* WHAT NEEDS TO BE DONE
In the data, find the word "completionSpec" and copy out every line that has it.

* EXERCISE INPUTS
PR #798, opened 2021-12-21
feat: add autocomplete for pre-commit

miketheman:
feature - new spec

no spec exists

new completions!

**Additional info:**
Popular CLI tool: https://pre-commit.com/

I left a couple of notes inline to help improve this in the future.

### DIFF
--- a/src/pre-commit.ts
+++ b/src/pre-commit.ts
@@ -1,0 +1,309 @@
+const hooksInConfig: Fig.Generator = {
+  // TODO: replace with a YAML parser when it's available
+  // See: https://github.com/withfig/fig/issues/733
+  script:
+    'sed -nE "s/[[:space:]]+-[[:space:]]+id:[[:space:]](.*)$/\\1/p" .pre-commit-config.yaml',
+  postProcess: (output) =>
+    output.split("\n").map((hookId) => ({
+      name: `${hookId}`,
+    })),
+};
+
+const help: Fig.Option = {
+  name: ["-h", "--help"],
+  description: "Show help message and exit",
+};
+
+const color: Fig.Option = {
+  name: "--color",
+  description: "Whether to use color in output. Defaults to `auto`",
+  args: {
+    name: "color",
+    suggestions: ["auto", "always", "never"],
+  },
+};
+
+const config: Fig.Option = {
+  name: ["--config", "-c"],
+  description: "Path to alternate config file",
+  args: {
+    name: "CONFIG",
+  },
+};
+
+const globalOptions: Fig.Option[] = [help, color, config];
+
+const hookStages = [
+  "pre-commit",
+  "pre-merge-commit",
+  "pre-push",
+  "prepare-commit-msg",
+  "commit-msg",
+  "post-commit",
+  "post-checkout",
+  "post-merge",
+  "post-rewrite",
+];
+
+const hookType: Fig.Option = {
+  name: ["-t", "--hook-type"],
+  description: "Type of hook to install",
+  args: {
+    name: "HOOK_TYPE",
+    suggestions: hookStages,
+  },
+};
+
+const commonRepoOptions: Fig.Option[] = [
+  {
+    name: ["--verbose", "-v"],
+  },
+  {
+    name: ["--all-files", "-a"],
+    description: "Run all files in the repo",
+  },
+  {
+    name: "--files",
+    description: "Specific filenames to run hooks on",
+    args: {
+      name: "FILES",
+      isVariadic: true,
+      template: ["filepaths", "folders"],
+    },
+  },
+  {
+    name: "--show-diff-on-failure",
+    description: "When hooks fail, run `git diff` directly afterward",
+  },
+  {
+    name: "--hook-stage",
+    description: "The stage during which the hook is fired",
+    args: {
+      suggestions: hookStages,
+    },
+  },
+  {
+    name: "--remote-branch",
+    description: "Remote branch ref used by `git push`",
+    args: {
+      name: "REMOTE_BRANCH",
+      // TODO: am I allowed to import a generator for `git.ts`?
+    },
+  },
+  {
+    name: "--local-branch",
+    description: "Local branch ref used by `git push`",
+    args: {
+      name: "LOCAL_BRANCH",
+    },
+  },
+  {
+    name: ["--from-ref", "--source", "-s"],
+    description:
+      "Represents the original ref in a `from_ref...to_ref` diff expression. For `pre-push` hooks, this represents the branch you are pushing to. For `post-checkout` hooks, this represents the branch that was previously checked out",
+    args: {
+      name: "FROM_REF",
+    },
+  },
+  {
+    name: ["--to-ref", "--origin", "-o"],
+    description:
+      "Represents the destination ref in a `from_ref...to_ref` diff expression. For `pre-push` hooks, this represents the branch being pushed. For `post-checkout` hooks, this represents the branch that is now checked out",
+    args: {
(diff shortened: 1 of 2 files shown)


src/pre-commit.ts
```diff
@@ -0,0 +1,309 @@
+const hooksInConfig: Fig.Generator = {
+  // TODO: replace with a YAML parser when it's available
+  // See: https://github.com/withfig/fig/issues/733
+  script:
+    'sed -nE "s/[[:space:]]+-[[:space:]]+id:[[:space:]](.*)$/\\1/p" .pre-commit-config.yaml',
```
miketheman, line 5: Tested on macOS 12.1, which uses BSD `sed`. Since fig targets macOS for now, this seemed safe enough until https://github.com/withfig/fig/issues/733 is implemented

src/pre-commit.ts
```diff
@@ -0,0 +1,309 @@
...
+    args: {
+      suggestions: hookStages,
+    },
+  },
+  {
+    name: "--remote-branch",
+    description: "Remote branch ref used by `git push`",
+    args: {
+      name: "REMOTE_BRANCH",
+      // TODO: am I allowed to import a generator for `git.ts`?
```
miketheman, line 90: I didn't want to copy a bunch of generator code over needlessly, but figured I'd inquire. Seems like there may be a benefit for other git-related utilities to have a set of shared util functions somewhere?

src/pre-commit.ts
```diff
@@ -0,0 +1,309 @@
...
+    },
+  },
+];
+
+const completionSpec: Fig.Spec = {
+  name: "pre-commit",
+  description: "Pre-commit",
+  args: {},
+  options: [
+    globalOptions[0], // top level only takes `help`
```
miketheman, line 168: I wasn't sure about this approach, but it works. Happy to take any advice on a better accessor for the `help` without having to split out the option from `glopbalOptions`

src/pre-commit.ts
fedeci: This is not the only command we will need to update in the future, it's great for the moment!

src/pre-commit.ts
fedeci: Sure you can, we are doing something similar for `yarn`, `npm` and `pnpm` specs

src/pre-commit.ts
fedeci: Can't we just do this?
```suggestion
    help,
```

src/pre-commit.ts
```diff
@@ -0,0 +1,309 @@
...
+            name: "REPO",
+          },
+          isRepeatable: true,
+        },
+      ],
+    },
+    {
+      name: "clean",
+      description: "Clean out pre-commit files",
+      options: [...globalOptions],
```
fedeci, line 204: super nitpicky:
```suggestion
      options: globalOptions,
```

src/pre-commit.ts
mschrage: We are adding something like this now. See https://github.com/withfig/autocomplete/pull/794

And I agree that git generators are good candidates to be shared between specs.

src/pre-commit.ts
```diff
@@ -0,0 +1,309 @@
...
+    },
+    {
+      name: "gc",
+      description: "Clean unused cached repos",
+      options: [...globalOptions],
```
fedeci, line 209:
```suggestion
      options: globalOptions,
```

src/pre-commit.ts
```diff
@@ -0,0 +1,309 @@
...
+          name: "--allow-missing-config",
+          description:
+            "Whether to allow a missing `pre-commit` configuration file or exit with a failure code",
+        },
+      ],
+    },
+    {
+      name: "migrate-config",
+      description: "Migrate list configuration to new map configuration",
+      options: [...globalOptions],
```
fedeci, line 249:
```suggestion
      options: globalOptions,
```

src/pre-commit.ts
```diff
@@ -0,0 +1,309 @@
...
+        name: "hook",
+        description: "A single hook-id to run",
+        isOptional: true,
+        generators: hooksInConfig,
+      },
+    },
+    {
+      name: "sample-config",
+      description: "Produce a sample .pre-commit-config.yaml file",
+      options: [...globalOptions],
```
fedeci, line 265:
```suggestion
      options: globalOptions,
```

src/pre-commit.ts
```diff
@@ -0,0 +1,309 @@
...
+    },
+    {
+      name: "uninstall",
+      description: "Uninstall the pre-commit script",
+      options: [...globalOptions, hookType],
+    },
+    {
+      name: "help",
+      description: "Show help for a specific command",
+      options: [...globalOptions],
```
fedeci, line 304:
```suggestion
      options: globalOptions,
```

src/pre-commit.ts
```diff
@@ -0,0 +1,309 @@
...
+    suggestions: ["auto", "always", "never"],
+  },
+};
+
+const config: Fig.Option = {
+  name: ["--config", "-c"],
+  description: "Path to alternate config file",
+  args: {
+    name: "CONFIG",
+  },
```
mschrage, line 31:
```suggestion
  args: {
    name: "CONFIG",
    template: "filepaths"
  },
```

src/pre-commit.ts
miketheman: Awesome! Will look at those now.

src/pre-commit.ts
mschrage: It seems like `globalOptions` are _already_ split out. I would just use the existing `help` value to make this more explicit.

miketheman: Oh, that's sneaky. Will update!

src/pre-commit.ts
fedeci, line 304: This accepts an arg with the name of the command, right? We can probably extract the keys from `Object.keys(completionSpec.subcommands) and remove "help" from there` 

@mschrage would it be nice to have some other sugar to get this behaviour for free adding a new template? Commander has this kind of help too if I am not wrong and many specs may benefit of it.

* RESULT FOR THIS TASK
+const completionSpec: Fig.Spec = {
fedeci, line 304: This accepts an arg with the name of the command, right? We can probably extract the keys from `Object.keys(completionSpec.subcommands) and remove "help" from there` 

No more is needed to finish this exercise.